The full listing below is to be written out exactly.
○ ○ ○ ○ ○
PR #261, opened 2025-03-20
Remove redundant weaker tracing assertions

alexmojaki:
Following up on https://github.com/openai/openai-agents-python/pull/25, this removes uses of `fetch_traces` and `fetch_ordered_spans` where there's already a stronger assertion using `fetch_normalized_spans`. This is to help move towards the stronger style as much as possible, since people are still adding weaker assertions such as [this](https://github.com/openai/openai-agents-python/blob/7a0ca7930e31e5d12f7785dfcb0a2f123739b21a/tests/test_concurrency.py#L59-L61) in https://github.com/openai/openai-agents-python/pull/91. The next step will be to find remaining uses of `fetch_ordered_spans` that can be replaced.


rm-openai (approved):
thank you!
○ ○ ○ ○ ○
* WRITTEN SOLUTION *
PR #261, opened 2025-03-20
Remove redundant weaker tracing assertions

alexmojaki:
Following up on https://github.com/openai/openai-agents-python/pull/25, this removes uses of `fetch_traces` and `fetch_ordered_spans` where there's already a stronger assertion using `fetch_normalized_spans`. This is to help move towards the stronger style as much as possible, since people are still adding weaker assertions such as [this](https://github.com/openai/openai-agents-python/blob/7a0ca7930e31e5d12f7785dfcb0a2f123739b21a/tests/test_concurrency.py#L59-L61) in https://github.com/openai/openai-agents-python/pull/91. The next step will be to find remaining uses of `fetch_ordered_spans` that can be replaced.


rm-openai (approved):
thank you!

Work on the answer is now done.